Indeed, the groundskeeper had a superb complexion.
Liddon said, “So you reviewed the package.”
“Yes.”
“Do you have any questions?”
“No.”
“You see how it can be done?”
“Yes.”
“Then you’ll do it?”
“The money?”
Liddon handed him a manila envelope containing forty thousand in hundred-dollar bills. “Forty thousand more when it’s done.”
Neems didn’t bother to count the deposit. He dropped it in the cart and returned to Liddon another envelope that contained numerous photographs of his house in California, the floor plan, and detailed information about the security system.
“Plus expenses,” Neems reminded him.
“Yes, of course. Forty thousand more plus expenses. When are you flying there?”
“This afternoon.”
“As I told you, I’m only in Seattle on business until Wednesday noon. When will you do the job?”
“Tomorrow night.”
“Tuesday evening.”
“Yes.”
“Good. Excellent. I’ll be having drinks and dinner with a client from six o’clock till eleven or later.”
“Your wife looks nice,” Neems said.
“Yes, she does, she’s a beautiful woman, but I should never have married.
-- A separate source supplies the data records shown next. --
PR #4738, opened 2026-08-27
feat(bigquery): fetched bytes via custom http client

dtunikov:
Use custom http client for BigQuery to calculate transferred bytes for billing.
Previously we used json.Marshal which put a lot more load on the CPU.


flow/connectors/bigquery/bigquery.go
```diff
@@ -104,10 +104,15 @@ func NewBigQueryConnector(ctx context.Context, config *protos.BigqueryConfig) (*
 		return nil, fmt.Errorf("failed to create credentials: %v", err)
 	}
 
+	meteredHTTPClient, err := newMeteredBigQueryHTTPClient(ctx, creds)
```
itsbilal: nit: this is already inside the bigquery package, no need to put BigQuery in the name?

itsbilal (approved):

flow/connectors/bigquery/metered_http.go
```diff
@@ -0,0 +1,67 @@
...
+// BigQuery client whose RoundTripper reports consumed response body bytes via
+// withByteCounter.
+func newMeteredBigQueryHTTPClient(ctx context.Context, creds *auth.Credentials) (*http.Client, error) {
+	transport, err := htransport.NewTransport(ctx, &meteredRoundTripper{base: http.DefaultTransport},
+		option.WithAuthCredentials(creds))
+	if err != nil {
+		return nil, err
+	}
+	return &http.Client{Transport: transport}, nil
+}
```
jgao54: would be good if we stay close to google's implementation and use their `NewClient` API for creating an http client:  https://github.com/googleapis/google-api-go-client/blob/f03a404252af72da386c7cd3b80d99f7516c7008/transport/http/dial.go#L34-L60 

```suggestion
func newMeteredBigQueryHTTPClient(ctx context.Context, creds *auth.Credentials) (*http.Client, error) {
	client, _, err := htransport.NewClient(ctx, option.WithAuthCredentials(creds))
	if err != nil {
		return nil, err
	}
	client.Transport = &meteredRoundTripper{base: client.Transport}
	return client, nil
}

```

flow/connectors/bigquery/cdc.go
```diff
@@ -478,12 +468,11 @@ func (c *BigQueryConnector) pullTableChanges(
 
 	var qfields []types.QField
 	var changeCols bigQueryChangeColumns
-	var bytesForwarded int64
 	for {
 		var row []bigquery.Value
 		if err := it.Next(&row); err != nil {
 			if errors.Is(err, iterator.Done) {
-				return bytesForwarded, nil
+				return bytesTransferred.Load(), nil
```
jgao54, line 479: one thing worth checking here is that given it's HTTP response, i would imagine an idle query would still result in non-zero bytesTransferred. it may be better to conditionally return bytesTransferred.Load() when at least one row has been processed. Otherwise the metrics may be confusing as there would be bytes fetched when no data is actually replicated.

jgao54:
Two NITs, otherwise lgtm

flow/connectors/bigquery/cdc.go
dtunikov: yep, makes sense, made it conditional.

I’m not the marrying kind.”
“I want her.”
“You want her? No. Not a good idea, Rudy. You were acquitted, but your DNA is still on file from the court-ordered blood sample, it’s still in the system, you don’t dare leave semen behind.”
“I won’t.”
Four years earlier, in California, Rudy stood trial for the murder of a fourteen-year-old girl. Liddon was his defense attorney.
“It’s too risky,” Liddon reasoned, “because I got you off in the Hardy case. They find your DNA, they’ll know I hired this done.”
He had not merely won a not-guilty verdict for Neems, but he had also made two straight-arrow police detectives appear so corrupt that they were ultimately fired from the force.
A network-TV news magazine did a two-hour feature on the case that brought Liddon millions in business. The camera loved him. He was a natural. Now and then he watched a DVD of the program just to remind himself of how good he looked.
“Judy didn’t have any.”
Judy was Judith Hardy, the fourteen-year-old who was kidnapped and raped.
Liddon said, “Didn’t have any what?”
“Any of my DNA.”
“She was largely dissolved by acid in a pit on the beach. The best forensic team wasn’t going to get anything from that body.”
“So I burn Kirsten.”
Kirsten was Liddon’s wife.
“Fill the bathtub with gasoline,” said Neems.
Looking past Rudy Neems, Liddon surveyed the foggy fairway. No one was in sight. The course didn’t open for at least another hour. Nevertheless, this was taking too long. To minimize the chance of their being seen together, they needed to meet in places as discreet as this and keep the meetings brief.
“Bathtub of gasoline?” Liddon said, boggled by the flamboyance.
“Sink her, burn her,” said Neems.
“I’ve got a lot of expensive art, antiques.”